Even Jesus’ friends and disciples who knew His mirth and heard His laughter, make an image of His sorrow, and they worship that image.
And in such worship they rise not to their deity; they only bring their deity down to themselves.
I believe however that this philosopher, Jesus, who was not unlike Socrates, will have power over His race and mayhap over other races.
For we are all creatures of sadness and of small doubts. And when a man says to us, “Let us be joyous with the gods,” we cannot but heed his voice. Strange that the pain of this man has been fashioned into a rite.
These people would discover another Adonis, a god slain in the forest, and they would celebrate his slaying. It is a pity they heed not His laughter.

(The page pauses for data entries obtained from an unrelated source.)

PR #1850, opened 2026-08-25
fix(agent-bff): advertise mode 1 on the data and action routes

Tonours:
Stacked on #1845 (`feat/prd-1033-ai-query-proxy`), which merges first. Only the last commit belongs to this PR; everything else in the diff comes from the parent.

fixes PRD-936

## What

`SECURITY` in `openapi-document.ts` now lists `bffSession` alongside `bffApiKey`, so the six data and action paths advertise both auth modes. The `bffSession` scheme description no longer says those routes take the API key only; it states the real constraint instead — the session must carry a usable rendering, or the request is rejected with 401.

## Why

Mode 1 has reached data and action routes since #1800 (PRD-866): `auth-mode-middleware.ts` mints an agent token from the OAuth principal into `ctx.state.agentToken`, and `requireAgentToken` reads it. `security` is the field a code generator reads, so every generated client kept sending an API key on data routes and Mode 1 looked unsupported.

Two lines of production code, plus the fallout of advertising a second scheme: the docs page samples and the generated client both picked the first scheme in the list and switched to the bearer, so a reader who unlocked with an API key got a snippet sending a credential they do not hold, and a client configured with one blanket `auth` callback sent BOTH headers and got 400 `ambiguous_credentials`. `docs-samples.ts` now prefers the API key wherever an operation accepts it, and the generated-client test pins the scheme-discriminating callback with a regression test on the `Authorization` header. No auth behaviour changes.

## How to test

```
cd packages/agent-bff && npx jest test/openapi
node dist/cli.js openapi | jq -r '.paths | to_entries[] | .key as $p | .value | to_entries[] | "\($p) -> \([.value.security[]? | keys[]] | join(", "))"'
```

Every data and action path prints `bffSession, bffApiKey`.

---

### General

### Security

### DIFF
--- a/packages/agent-bff/src/docs/docs-samples.ts
+++ b/packages/agent-bff/src/docs/docs-samples.ts
@@ -110,21 +110,22 @@ const SAMPLES_SCRIPT = `
         function authHeader(spec, operation) {
           var schemes = (spec.components || {}).securitySchemes || {};
           var requirements = operation.security || spec.security || [];
-          var header = null;
+          var apiKey = null;
+          var bearer = null;
 
           requirements.forEach(function (requirement) {
             Object.keys(requirement).forEach(function (name) {
               var scheme = schemes[name] || {};
 
               if (scheme.type === 'apiKey' && scheme.in === 'header') {
-                header = { name: scheme.name, prefix: '', secret: true };
-              } else if (!header && scheme.type === 'http' && scheme.scheme === 'bearer') {
-                header = { name: 'Authorization', prefix: 'Bearer ', secret: true };
+                apiKey = { name: scheme.name, prefix: '', secret: true };
+              } else if (scheme.type === 'http' && scheme.scheme === 'bearer') {
+                bearer = { name: 'Authorization', prefix: 'Bearer ', secret: true };
               }
             });
           });
 
-          return header || { name: KEY_HEADER, prefix: '', secret: true };
+          return apiKey || bearer || { name: KEY_HEADER, prefix: '', secret: true };
         }
 
         /**
--- a/packages/agent-bff/src/docs/docs-samples.ts
+++ b/packages/agent-bff/src/docs/docs-samples.ts
@@ -107,7 +107,6 @@ const SAMPLES_SCRIPT = `
           return body;
         }
 
-        // The scheme the operation names, so a document that renames or re-types it stays right.
         function authHeader(spec, operation) {
           var schemes = (spec.components || {}).securitySchemes || {};
           var requirements = operation.security || spec.security || [];
@@ -115,13 +114,11 @@ const SAMPLES_SCRIPT = `
 
           requirements.forEach(function (requirement) {
             Object.keys(requirement).forEach(function (name) {
-              if (header) return;
-
               var scheme = schemes[name] || {};
 
               if (scheme.type === 'apiKey' && scheme.in === 'header') {
                 header = { name: scheme.name, prefix: '', secret: true };
-              } else if (scheme.type === 'http' && scheme.scheme === 'bearer') {
+              } else if (!header && scheme.type === 'http' && scheme.scheme === 'bearer') {
                 header = { name: 'Authorization', prefix: 'Bearer ', secret: true };
               }
             });
--- a/packages/agent-bff/src/docs/docs-samples.ts
+++ b/packages/agent-bff/src/docs/docs-samples.ts
@@ -107,6 +107,8 @@ const SAMPLES_SCRIPT = `
           return body;
         }
 
+        // The page only ever unlocks with the API key, so it wins wherever an operation takes it;
+        // a session-only operation still samples the bearer it names.
         function authHeader(spec, operation) {
           var schemes = (spec.components || {}).securitySchemes || {};
           var requirements = operation.security || spec.security || [];
--- a/packages/agent-bff/src/openapi/openapi-document.ts
+++ b/packages/agent-bff/src/openapi/openapi-document.ts
@@ -409,7 +409,7 @@ export function generateOpenApiDocument(
     path: `${ROUTE_PREFIX}/context`,
     operationId: 'getContext',
     summary: 'Read the exposed schema contract',
-    security: [{ [SESSION_SCHEME]: [] }, { [API_KEY_SCHEME]: [] }],
+    security: SECURITY,
     request: {},
     responses: {
       200: {
--- a/packages/agent-bff/src/openapi/openapi-document.ts
+++ b/packages/agent-bff/src/openapi/openapi-document.ts
@@ -27,7 +27,7 @@ export const ROUTE_PREFIX = '/agent/v1';
 const SESSION_SCHEME = 'bffSession';
 const API_KEY_SCHEME = 'bffApiKey';
 
-const SECURITY = [{ [API_KEY_SCHEME]: [] }];
+const SECURITY = [{ [SESSION_SCHEME]: [] }, { [API_KEY_SCHEME]: [] }];
 
 const ERROR_STATUSES: Record<string, string> = {
   400: 'Malformed body, a malformed URL-encoded path segment, an invalid filter operator, a filter nested too deep, ambiguous credentials, an unsupported page, a missing or invalid timezone, an unknown submitted action field, or a rejected action form (type action_error)',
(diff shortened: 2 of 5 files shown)


packages/agent-bff/src/openapi/openapi-document.ts
```diff
@@ -27,7 +27,7 @@ export const ROUTE_PREFIX = '/agent/v1';
 const SESSION_SCHEME = 'bffSession';
 const API_KEY_SCHEME = 'bffApiKey';
 
-const SECURITY = [{ [API_KEY_SCHEME]: [] }];
+const SECURITY = [{ [SESSION_SCHEME]: [] }, { [API_KEY_SCHEME]: [] }];
```
nbouliol, line 30: Now that `SECURITY` lists both schemes, the inline literal on the context route (line 412) is character-for-character the same — could it just be `security: SECURITY`?

packages/agent-bff/src/docs/docs-samples.ts
```diff
@@ -107,27 +107,25 @@ const SAMPLES_SCRIPT = `
...
+                apiKey = { name: scheme.name, prefix: '', secret: true };
               } else if (scheme.type === 'http' && scheme.scheme === 'bearer') {
-                header = { name: 'Authorization', prefix: 'Bearer ', secret: true };
+                bearer = { name: 'Authorization', prefix: 'Bearer ', secret: true };
               }
             });
           });
 
-          return header || { name: KEY_HEADER, prefix: '', secret: true };
+          return apiKey || bearer || { name: KEY_HEADER, prefix: '', secret: true };
```
nbouliol, line 130: The precedence is right (the docs page only ever unlocks with the key, `docs-page.ts:114`) but the deleted comment was the only place saying why — worth a line here?

packages/agent-bff/test/openapi/openapi-generated-client.test.ts
```diff
@@ -341,6 +345,12 @@ describe('a client generated from the emitted OpenAPI document', () => {
 
       expect(receivedKeys).toEqual([API_KEY]);
     });
+
+    it('should send no Authorization header beside the key, which the BFF rejects as ambiguous', async () => {
+      await sdk.countRecordsUsers({ body: {} });
+
+      expect(receivedAuthorizations).toEqual(['']);
```
nbouliol, line 360: This is guaranteed by the harness callback at line 271 rather than by the document — the case worth pinning is the blanket `auth: () => key`, which now sends `Authorization: Bearer <apiKey>` and gets 401.

packages/agent-bff/test/openapi/openapi-generated-client.test.ts
```diff
@@ -265,7 +267,8 @@ describe('a client generated from the emitted OpenAPI document', () => {
 
     client.setConfig({
       baseUrl: `http://127.0.0.1:${port}`,
-      auth: () => API_KEY,
+      auth: (scheme: { name?: string }) =>
+        scheme.name === 'X-Forest-Bff-Key' ? API_KEY : undefined,
```
nbouliol: `BFF_KEY_HEADER` is exported from `src/api-key/api-key-middleware`, like the `TIMEZONE_HEADER` this file already imports.

packages/agent-bff/test/docs/docs-page.test.ts
```diff
@@ -131,7 +131,7 @@ const API_KEY_SPEC = {
   paths: {
     '/agent/v1/My%20Coll/list': {
       post: {
-        security: [{ bffApiKey: [] }],
+        security: [{ bffSession: [] }, { bffApiKey: [] }],
```
nbouliol, line 134: The ACTION fixture at line 158 is still session-only, which no real action route is after this change — repointing it at `/ai/query` would keep the bearer branch honest and the name at line 364 accurate.

nbouliol (commented):
Reviewed the four commits against PRD-936: the `SECURITY` fix and the description rewrite both land, and the docs-samples precedence flip is the right call (the docs page only ever unlocks with the API key, so preferring it keeps the samples runnable, and Mode-1-only operations still get the bearer). Nothing blocking. Five notes below, mostly around the tests and one now-redundant literal.

packages/agent-bff/src/openapi/openapi-document.ts
Tonours: Done — `security: SECURITY` on the context route. Both routes accept both modes for the same reason (the auth chain resolves either credential), so the copy bought nothing.

packages/agent-bff/src/docs/docs-samples.ts
Tonours: Added, right above `authHeader`: the page only ever unlocks with the key, so it wins wherever an operation takes it, and a session-only operation still samples the bearer it names.

packages/agent-bff/test/openapi/openapi-generated-client.test.ts
Tonours: Right, that one only proved my own harness callback. Kept it as the good-path case and added the blanket `auth: () => key` one next to it: it asserts the client sends `X-Forest-Bff-Key` AND `Authorization: Bearer <apiKey>`, which only happens because the document now lists two schemes — revert `SECURITY` and it fails. One correction: the BFF answers 400 `ambiguous_credentials`, not 401 — `resolveAuthMode` throws before either credential is verified (`auth-mode.ts:36`, `bff-http-error.ts:69`). The test name says 400.

packages/agent-bff/test/openapi/openapi-generated-client.test.ts
Tonours: Done, imported from `src/api-key/api-key-middleware` and used in the recording middleware too.

packages/agent-bff/test/docs/docs-page.test.ts
Tonours: Done. The ACTION fixture now carries both schemes like the real action routes, and a new `/agent/v1/ai/query` entry carries the session alone — the bearer assertions (cURL and Ruby) moved onto it, and the both-schemes assertion now covers LIST and ACTION.

packages/agent-bff/test/openapi/openapi-generated-client.test.ts
```diff
@@ -341,6 +353,27 @@ describe('a client generated from the emitted OpenAPI document', () => {
...
       expect(receivedKeys).toEqual([API_KEY]);
     });
+
+    it('should send the key alone when the caller reads the scheme it is answering', async () => {
+      await sdk.countRecordsUsers({ body: {} });
+
+      expect(receivedAuthorizations).toEqual(['']);
+    });
+
+    it('should send both credentials when the caller answers every scheme with the same token, which the BFF rejects with 400 ambiguous_credentials', async () => {
```
nbouliol, line 363: The harness mounts no auth middleware (`ctx.state.agentToken` is set directly at line 174), so nothing here reaches `ambiguousCredentials` — this is the claim `b7fffdd4d` trimmed off the test above; cut the 400 clause, or assert the status?

packages/agent-bff/test/openapi/openapi-generated-client.test.ts
```diff
@@ -197,6 +205,7 @@ function documentedOperators(document: {
 
 describe('a client generated from the emitted OpenAPI document', () => {
   let codegenOutput: string;
+  let configure: (auth: AuthCallback) => unknown;
```
nbouliol, line 208: `configure` doesn't say what it configures — only `auth` varies (baseUrl and headers are fixed at 276-279), so `configureAuth` would read truer.

nbouliol (commented):
Second pass on `285c7e872`. All five notes from the first review are cleanly addressed: `security: SECURITY` on the context route, the why-comment back above `authHeader`, `BFF_KEY_HEADER` imported, the blanket-auth test replacing the circular assertion, and the ACTION fixture now carrying both schemes with a session-only `/ai/query` fixture beside it. Test isolation on the new test is sound — the `try/finally` restores `SCHEME_AWARE_AUTH` and `beforeEach` clears the captures, so ordering does not matter. Two notes left, both on the new test.

nbouliol (approved):
The two production lines are right and the knock-on fallout is handled properly: preferring the API key in the docs samples keeps every unlockable sample runnable, session-only operations still get the bearer, and the scheme-discriminating client callback is now pinned alongside the blanket-callback case. The only note left is the 400 clause in the new test's name, which the harness cannot exercise — worth trimming, not worth holding the PR.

But let us confess, as Roman to Greek. Do even we ourselves hear the laughter of Socrates in the streets of Athens? Is it ever in us to forget the cup of hemlock, even at the theatre of Dionysus?
Do not rather our fathers still stop at the street corners to chat of troubles and to have a happy moment remembering the doleful end of all our great men?
PONTIUS PILATUS
Of Eastern Rites and Cults
My wife spoke of Him many times ere He was brought before me, but I was not concerned.
My wife is a dreamer, and she is given, like so many Roman women of her rank, to Eastern cults and rituals. And these cults are dangerous to the Empire; and when they find a path to the hearts of our women they become destructive.
Egypt came to an end when the Hyskos of Arabia brought to her the one God of their desert.